Exercise objective:
Lines below that include "role" are the answer; copy each one.

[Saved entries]
Issue #3404, opened 2022-03-04
Empty table headers are flagged as a failure of WCAG 1.3.1


fstrr:
Product: axe Extension

Expectation:
I don't think an empty table header (e.g. `<th></th>`) is a failure of WCAG 1.3.1 Info And Relationships, which is what Axe flags and tags this code as. It's definitely best practice to have text in a table heading, but I don't think this is a WCAG failure. 1.3.1 says:

>"Information, structure, and relationships conveyed through presentation can be programmatically determined or are available in text."

If a header cell is marked up as a header cell, is in the same same row as all the other header cell, and styled differently from non-header cells, I'd argue that the presentational information, structure, and relationships are programmatically available. There's no text, so there's nothing to present visually or programmatically.

I'd expect to see this flagged as Best Practice rather than a WCAG conformance issue.

Actual:
This example is flagged in Axe with an issue tag of "wcag131":

```html
<table>
  <tr>
   <th>First Name</th>
   <th>Last Name</th>
   <th>Email Address</th>
   <th></th>
  </tr>
  <tr>
    <td>Sarah</td>
    <td>Smith</td>
    <td>sarah.smith@example.com</td>
    <td><button type="button">Edit</button><button type="button">Delete</button></td>
 </tr>
</table>
```
Motivation:
I don't believe that this is a WCAG failure, so would like to see this moved to a best practice recommendation.

<pre><code>
axe-core version: 4.4.1
Browser: Chrome 98
</code></pre>

straker:
Thanks for the issue. So the reason we flag empty table headers as a failure of WCAG 1.3.1 is because the ARIA spec requires `columnheader` and `rowheader` [to have an accessible name](https://www.w3.org/TR/wai-aria-1.2/#columnheader). Because it's required, it can't be a best practice.

straker:
In this particular case, to fix the issue you could replace the empty `th` with an empty `td` since there is no header for the column.

straker:
So when mapping HTML elements to ARIA roles, the [ARIA in HTML spec](https://w3c.github.io/html-aria/#el-th) is used to determine the implicit AIRA role of the element.

As for the criterion, I think @WilcoFiers will have to answer that one.

fstrr:
[...]

PR #3427, opened 2022-03-29
feat(empty-table-headers): rule is now best-practice and fails instead of incompletes

fstrr:
References #3404

Updated empty table headers rule to be best practice rather than a WCAG failure.

Closes issue:

### DIFF
--- a/lib/rules/empty-table-header.json
+++ b/lib/rules/empty-table-header.json
@@ -2,7 +2,6 @@
   "id": "empty-table-header",
   "selector": "th, [role=\"rowheader\"], [role=\"columnheader\"]",
   "tags": ["cat.name-role-value", "best-practice"],
-  "impact": "minor",
   "metadata": {
     "description": "Ensures table headers have discernible text",
     "help": "Table header text should not be empty"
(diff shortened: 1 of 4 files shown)


straker:
Thanks for the pr. The tests are failing because `reviewOnFailed` was removed, which is causing the integration tests to fail (it was looking for incomplete before). 

The way the integration tests work is they use [a json file](https://github.com/dequelabs/axe-core/blob/develop/test/integration/rules/empty-table-header/empty-table-header.json), which is paired with [an html file](https://github.com/dequelabs/axe-core/blob/develop/test/integration/rules/empty-table-header/empty-table-header.htm). The json file lists the expected output of html elements on the html file (listed by the element ids). In this case, we expect there to be 3 incomplete results.

To fix the tests, we'll just need to update the json file to use `violations` instead of `incomplete` and update the id names for each of the elements (we typically use `pass`, `fail`, and `incomplete` for the id names).  Something like the following:

```js
{
  "description": "empty-table-header tests",
  "rule": "empty-table-header",
  "violations": [["#fail1"], ["#fail2"], ["#fail3"]],
  "passes": [["#pass1"], ["#pass2"], ["#pass3"]]
}
```

WilcoFiers:
Reviewed for security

Output for this exercise:
So when mapping HTML elements to ARIA roles, the [ARIA in HTML spec](https://w3c.github.io/html-aria/#el-th) is used to determine the implicit AIRA role of the element.
   "selector": "th, [role=\"rowheader\"], [role=\"columnheader\"]",
   "tags": ["cat.name-role-value", "best-practice"],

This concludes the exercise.